The photoresponses of structurally identified amacrine cells in the turtle retina

Intracellular recordings were obtained from amacrine cells afterwards identified morphologically by horseradish peroxidase injection. There is a correlation between the time course of the photoresponses and the distribution of the cell processes across the inner plexiform layer (i. p. l.). Cells producing the shortest duration, transient ‘on‒off’ photoresponses branched in a single, narrow stratum of the i. p. l. (3‒7 μm across). Transient photoresponses with a longer time course were recorded from cells branching in a thicker stratum of i. p. l. (up to 20 μm), or from bistratified cells.

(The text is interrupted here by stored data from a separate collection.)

PR #809, opened 2026-04-07
feat: add --hostname-type param for DPS

cheatsheet1999:
﻿Add --hostname-type (auto/classic/device) to DPS enrollment and enrollment-group commands (show/list/create/update) and registration commands (show/list). Transforms IoT Hub hostnames in output to the requested TLS 1.3 endpoint type.

 - Default is `auto`, which resolves to `device` for DPS (device provisioning)
 - `classic` actively transforms to the default hostname
 - `device` transforms to the TLS 1.3 device hostname
 - String transformation via _transform_hostname 
 - Fix IotDpsSku and IotHubSku - They used to act as a string instead of the actual value when creating hub/dps

### - Why adding rule_exclusions on hostname_type
﻿`--hostname-type` is defined at the parent `iot dps enrollment` scope with default=auto , which applies to all sub-commands including update. 
The CLI linter rule says "no defaults on update commands." But removing the default would make update output different from show/list/create for the same enrollment, hence the exclusion

﻿### - Why auto resolves to device for DPS?
 DPS enrollments are for device provisioning. Design doc says "device for device provisioning commands."
 
### - Why string transform instead of reading from API? 
DPS dataplane API doesn't return deviceHostName/serviceHostName on enrollments. Design doc confirms: "no SDK changes required for TLS 1.3

### ﻿- Why no service option for DPS? 
 DPS enrollments are device provisioning. Service hostname is for service-side operations, not applicable to DPS.

### DIFF
--- a/azext_iot/core/custom.py
+++ b/azext_iot/core/custom.py
@@ -99,12 +99,7 @@ def _enum_to_str(value):
     if isinstance(value, Enum):
         return value.value
     s = str(value)
-    return s.split(".")[-1] if "." in s else s
-
-
-def _strip_none(d):
-    """Remove None values from a dict for modelless SDK serialization."""
-    return {k: v for k, v in d.items() if v is not None}
+    return s.rsplit(".", maxsplit=1)[-1] if "." in s else s
 
 
 def iot_dps_create(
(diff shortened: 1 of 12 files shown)


azext_iot/core/custom.py
```diff
@@ -91,6 +91,17 @@ def iot_dps_get(client, dps_name, resource_group_name=None):
     return client.iot_dps_resource.get(provisioning_service_name=dps_name, resource_group_name=resource_group_name)
 
 
+def _enum_to_str(value):
```
cheatsheet1999: Just realized it's better to just use Enum.value, I'll remove this.

cheatsheet1999:
Converting to draft, needs update based on dev design session we discussed today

Amacrine cells producing sustained centre-on or centre-off photoresponses were radially diffused across the whole i. p. l.; therefore this type of photoresponse need not be associated with a specific cellular stratification within the i. p. l. It is concluded that the two main functional types of amacrine cell, i. e. transient on‒off and sustained centre-on and centre-off, are subject to different structural organization of inputs than are the homologous physiological types of ganglion cells in this species, in the cat and in the carp. In a summary diagram the observed characteristics of the photoresponses are tentatively explained in term s of a non-homogeneous distribution of bipolar synaptic inputs along amacrine cell processes.